The dinner ends around 11pm, which is far too late to get a train back to Malvern. And there is no way I’m driving anywhere after drinking the college port. So the only realistic choice is to get a hotel room for the night in Oxford. The Randolph Hotel is the closest to college, but is very overpriced (and the standard rooms are tiny) so that’s not really an option – I totally object to feeling ripped off.  In recent years, Chris has come to Oxford with me, and we’ve booked a room in a hotel a bit further out of town (and therefore at a much more reasonable price). He would do his own thing while I was living it up at the dinner, meet me in the college lodge at 11pm with a pair of comfy shoes for me to change into, and walk me back to the hotel. Then we would spend the following day (invariably a Saturday) mooching around Oxford.

So this year, I had a dilemma. Where could I find that was reasonably priced, and in the centre of Oxford within a short, safe walk stagger of college?

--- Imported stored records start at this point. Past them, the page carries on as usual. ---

PR #437, opened 2014-12-19
Removed isAriaListbox flag, fixes #210

### LINKED ISSUE #210: List: easy way to switch between selection mode and action mode
Switching lists between selection mode and action mode is a common UI paradigm.   Ex: click the "Edit" button on the list of messages in iOS's mail app.  Or the delete button on Android's mail app (when looking at your list of messages).

IIUC, it's possible to do this with List by switching `selectionMode` from `none` to `single` (or `multiple` or `radio`).   But it doesn't seem to mesh well with the new `isAriaListbox` flag.

What is the procedure for switching a list between selection mode and action mode when using that `isAriaListBox` flag?   Is it:

```js
myListBox.isAriaListBox = false;
myListBox.selectionMode = "single";
```

and then to switch back:

```js
myListBox.selectionMode = "none";
myListBox.isAriaListBox = true;
```

(And if so, does the order of the two commands matter?)

tkrugg:
- Removed isAriaListbox flag
- updated doc and samples

I set up a [mirror branch](https://travis-ci.org/tkrugg/deliteful/builds/44578571) with my travis credentials where this builds successfully.

### DIFF
--- a/list/List.js
+++ b/list/List.js
@@ -132,16 +132,14 @@ define([
 		// the SPACE key to (de)select an item.
 		multiCharSearchDuration: 0,
 
-		/**
-		 * Indicates whether the list has a WAI-ARIA role of `listbox` or its default WAI-ARIA role of `grid`.
-		 * If this indicator is set to `true`:
-		 * * The WAI-ARIA role of the list is set to `listbox`;
-		 * * The `selectionMode` property cannot take the value `none` anymore. Its default value becomes `single`;
-		 * * The `itemRenderer` and `categoryRenderer` widget are not allowed to provide internal navigation.
-		 * @member {boolean}
-		 * @default false
-		 */
-		isAriaListbox: false,
+		setAttribute: dcl.superCall(function (sup) {
+			return function (attr, value) {
+				sup.apply(this, arguments);
+				if (attr === "role") {
+					this._applyRole(value);
+				}
+			};
+		}),
 
 		/**
 		 * Defines the scroll direction: `"vertical"` for a scrollable List, `"none"` for a non scrollable List.
@@ -161,14 +159,14 @@ define([
 		},
 
 		/**
-		 * Defines the selection mode: `"none"` (not allowed if `isAriaListbox` is true), `"radio"`, `"single"`
+		 * Defines the selection mode: `"none"` (not allowed if `role=listbox`), `"radio"`, `"single"`
 		 *  or `"multiple"`.
 		 * @member {string} module:deliteful/list/List#selectionMode
-		 * @default "none", or "single" if isAriaListbox is true.
+		 * @default "none", or "single" if `role=listbox`.
 		 */
 		_setSelectionModeAttr: dcl.superCall(function (sup) {
 			return function (value) {
-				if (this.isAriaListbox && value === "none") {
+				if (this.getAttribute("role") === "listbox" && value === "none") {
 					throw new TypeError("selectionMode 'none' is invalid for an aria listbox, "
 							+ "keeping the previous value of '" + this.selectionMode + "'");
 				} else {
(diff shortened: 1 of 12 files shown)


list/List.js
```diff
@@ -132,16 +132,14 @@ define([
...
-		 * * The `itemRenderer` and `categoryRenderer` widget are not allowed to provide internal navigation.
-		 * @member {boolean}
-		 * @default false
-		 */
-		isAriaListbox: false,
+		setAttribute: dcl.superCall(function (sup) {
+			return function (attr, value) {
+				sup.apply(this, arguments);
+				if (attr === "role") {
+					this._propagateRole(value);
```
cjolif: a more common naming than "propagate" might be "_applyRole"  (shorter as well).

list/List.js
```diff
@@ -227,9 +225,14 @@ define([
 		 * @private
 		 */
 
-		render: function () {
+		postRender: function () {
```
cjolif: can you remind me why you had to change this from render to postRender?

list/List.js
```diff
@@ -467,13 +467,14 @@ define([
...
 		/*jshint maxcomplexity:12*/
-		_refreshAriaListboxProperty: function () {
-			this.setAttribute("role", this.isAriaListbox ? "listbox" : "grid");
-			if (this.isAriaListbox) {
+		_propagateRole: function (role) {
+			if (role === "listbox") {
 				if (this.selectionMode === "none") {
 					this.selectionMode = "single";
 				}
 				// TODO: SHOULD WE REMOVE THE FOLLOWING CODE FOR OPTIMIZATION ?
```
cjolif: I think we said we finally don't want to remove this? As switching is common so maybe we should remove that comment?

cjolif:
@tkrugg any feedback on my comments?

list/List.js
tkrugg: ok, I'll make that change.

list/List.js
tkrugg: ok, i'll remove the todo

list/List.js
tkrugg: inside _propagateRole, there is a `this.selectionMode = "single";`, and then inside refreshRendering there is a bunch of things that need to be triggered once this prop has changed. 
In order for selectionMode to be part of the next refresh cycle it needs to be outside render.
@wkeese am I doing something wrong?

wkeese: I think you are right, because delite/Widget doesn't call `initializeInvalidating()` until `postRender()`.

wkeese:
FYI, I looked over this PR briefly and it seems good.

tkrugg:
I did the changes asked.
It's not building successfully (see [log](https://travis-ci.org/tkrugg/deliteful/builds/47537215)) but I suspect it's not related to this PR, as I *tend* to get the same tests failing with the master branch.

tkrugg:
after offline discussion with @cjolif, there is still work to be done here: I haven't completely unlinked the selectionMode and role states: as you can see it by [theses few lines](https://github.com/tkrugg/deliteful/blob/List/getting-rid-of-isAriaListbox%23210/list/List.js#L476-L478). I'm going to fix it.

cjolif:
> I tend to get the same tests failing with the master branch.

Yes the list-prog-5 test is failing without those. I'm working on fixing the test. There should be a commit pretty soon (the problem seems to be in the tests).

tkrugg:
This is ready. It's still [failing on list-prog-5.html](https://travis-ci.org/tkrugg/deliteful/builds/47638428) but as you can see this PR doesn't bring any change to it so there is a chance it won't conflict with the fix @cjolif is working on.

cjolif:
merged in 1924b1e7696afcb4da4ffdd1a55fea14c59bd6f2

I was very pleased when I found a hotel in George Street, less than five minutes walk from college, and for only £69 B&B. Perhaps I should have checked Trip-advisor more carefully – it turned out to be above a sports bar, next to the bus station! I walked round it twice before deciding that I had the address right, and this had to be it.  Sports bars are really not my thing at all!  But my room turned out to be large, clean, and perfectly adequately furnished. And fortunately I was given a key to a (rather dingy) side entrance, which meant that I didn’t have to go in and out through the bar. The room was very noisy though – it overlooked the bus station, and was directly above the bar which was pumping out loud music. I was very pleased that I keep an emergency pair of ear-plugs in my sponge bag for when I’m travelling!

On Saturday, I had bought myself a ticket to an superb exhibition, From Heracles to Alexander,  at the Ashmolean museum. It was full of grave goods from some ancient Macedonian royal tombs, including those of the father and son of Alexander the Great – absolutely stunning gold and silver work, as well as plenty of other fascinating artefacts.

I think my favourite piece was the oak-leaved diadem, shown on the right above, which is made of very fine gold-leaf. There are tiny golden acorns embedded amongst the leaves, on gold wires so fine that the acorns would dance in the slightest breeze. It was found in the grave of a 17-year old royal youth, suspected to be a son of Alexander the Great.

Christopher would have just loved the exhibition, and the subsequent Greek-themed lunch I had in the museum restaurant before catching the train home.